* **WHAT TO PRODUCE**: Give back exactly the stretch of data below from the line holding "Every domain model" through the line holding "and budget behaviour.", both ends included, and leave the remaining lines out.

· · · · · · ·

PR #2140, opened 2026-09-11
docs(apply): document domain-model shapes with per-road examples

totalfrank:
## Problem

The comments across `bot_config_manifest/apply/` were long on rationale (why a decision was made, which review round asked for it, which wave introduced it) and short on shape. A reader opening a file cold could not answer "what does this variable actually contain?" without tracing three files.

Two concrete gaps that motivated this:

- `EntryFetcher.fetch(source_url=...)` said nothing about what a `source_url` looks like. It is always a plain `https://...` URL (the legacy bare-string `source:` spelling), never `oss://` and never `git+...` — while `FetchedEntry.source_url` and every receipt `source_url` can be any of three shapes depending on the road. None of that was stated where the field is declared.
- `SourceSession._checkouts: dict[tuple[str, str], GitCheckout]` did not say what the tuple is. It is `(substituted repository url, ref)`, deliberately excluding `subpath` so two entries reading different paths out of one commit share one checkout.

## Solution

Comments and docstrings only, across all 26 Python files in `apply/` and `apply/materialisers/`. Zero behavioural change.

Every domain model (dataclass, Protocol, enum, type alias, and any `dict`/`tuple` field whose element type is not self-explanatory) now carries, in this order:

1. a one-sentence purpose;
2. field-by-field **shape** — the concrete form of the value, not just the Python type;
3. a concrete example instance in a `::` literal block, showing **both the git and object-store roads** where a model differs between them, and each meaningfully different state (`FetchedEntry` gets fresh-fetch, pinned store-hit, and `keep_last` fallback);
4. one line each for where it is created and where it is consumed, as `module.function` references.

Highlights:

- **`outcomes.py`** — trigger tables for the five `EntryOutcome` values and the four `ApplyStatus` values; the per-category `identity` key table; the `aborted`/`partially_written` truth table; a full `ApplyReport` and its `as_payload` wire shape.
- **`entry_fetch.py`** — the three `source_url` shapes spelled out with which method sees which, and the four entry points (`fetch` / `fetch_declared` / `acquire_object` / `file_bytes`) described by caller, URL shape, receipt and budget behaviour.
- **`entry_delivery.py`** — a method-by-road answer table for `EntryDelivery`, and the `TREE_MAGIC` wire format shown byte-for-byte for a two-file tree.
- **`registry.py`** — the `resolve` → `plan` → `write` contract worked end to end for `mcp`, including what an unpermitted entry does to the whole category.
- **`materialisers/*.py`** — a YAML entry example per category in both `from:` and inline `source:` forms, what `identity` is, and what `Intent.value` carries; summary table in the package `__init__`.

Existing rationale was kept where a maintainer needs it and trimmed where it was review-round, defect-number or wave-number history.

Example values were verified against the code and the tests rather than written from reading. Where I could not confirm a value I derived it by execution — the canonical tree framing, `compose_key`/`compose_subpath` input→output tables, `declared_protocol`'s answers, and `git_receipt_url`'s trailing-colon form were each produced by running the function. Three initial guesses were corrected this way (see below).

## Validation

- `uv run --no-sync python -m pytest -q -o addopts="" -W ignore tests/community/core/bot_config_manifest/` — **1059 passed**, same as the pre-change baseline.
- `uv run --no-sync ruff check src/agentclaw/community/core/bot_config_manifest/apply/` — clean.
- **Proved the diff is docstring-only mechanically** rather than by reading it: for each of the 26 changed files, parsed the base and working versions, stripped every module/class/function docstring, and compared `ast.dump` output. All 26 identical. Since comments never enter an AST, nothing executable changed.
- No file outside `bot_config_manifest/apply/` is touched. `uv.lock` and `pyproject.toml` are unmodified (`git diff --name-only` against the base returns nothing for either).
- Every line I added wraps within the surrounding style; the long lines that remain in these files were all present before this change.

Environment note: the default package index in `pyproject.toml` is an aliyun mirror unreachable from this sandbox, and `--index-url` does not override a named `default = true` index. `uv lock --default-index https://pypi.org/simple` (without `--upgrade`, so the pinned versions are preserved) followed by `uv sync` works; `uv.lock` was restored from git afterwards and verified clean before each commit.

## Compatibility and risk

None. No code, signatures, names, or ordering changed.

One behavioural constraint worth flagging for future doc edits: `test_cli_tools_materialiser.py::test_no_materialiser_names_an_engine` greps the **raw module source**, so an engine name in a `cli_tools.py` docstring fails it — even though `test_materialisers_name_no_engine.py` is AST-based and explicitly permits engine names in docstrings ("Docstrings and comments may *mention* an engine to explain a port's contract"). The two tests disagree. I worked within the stricter one and noted the constraint in the docstring; reconciling them is out of scope here.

· · · · · · ·

* **PROBLEM SOLUTION**:
Every domain model (dataclass, Protocol, enum, type alias, and any `dict`/`tuple` field whose element type is not self-explanatory) now carries, in this order:

1. a one-sentence purpose;
2. field-by-field **shape** — the concrete form of the value, not just the Python type;
3. a concrete example instance in a `::` literal block, showing **both the git and object-store roads** where a model differs between them, and each meaningfully different state (`FetchedEntry` gets fresh-fetch, pinned store-hit, and `keep_last` fallback);
4. one line each for where it is created and where it is consumed, as `module.function` references.

Highlights:

- **`outcomes.py`** — trigger tables for the five `EntryOutcome` values and the four `ApplyStatus` values; the per-category `identity` key table; the `aborted`/`partially_written` truth table; a full `ApplyReport` and its `as_payload` wire shape.
- **`entry_fetch.py`** — the three `source_url` shapes spelled out with which method sees which, and the four entry points (`fetch` / `fetch_declared` / `acquire_object` / `file_bytes`) described by caller, URL shape, receipt and budget behaviour.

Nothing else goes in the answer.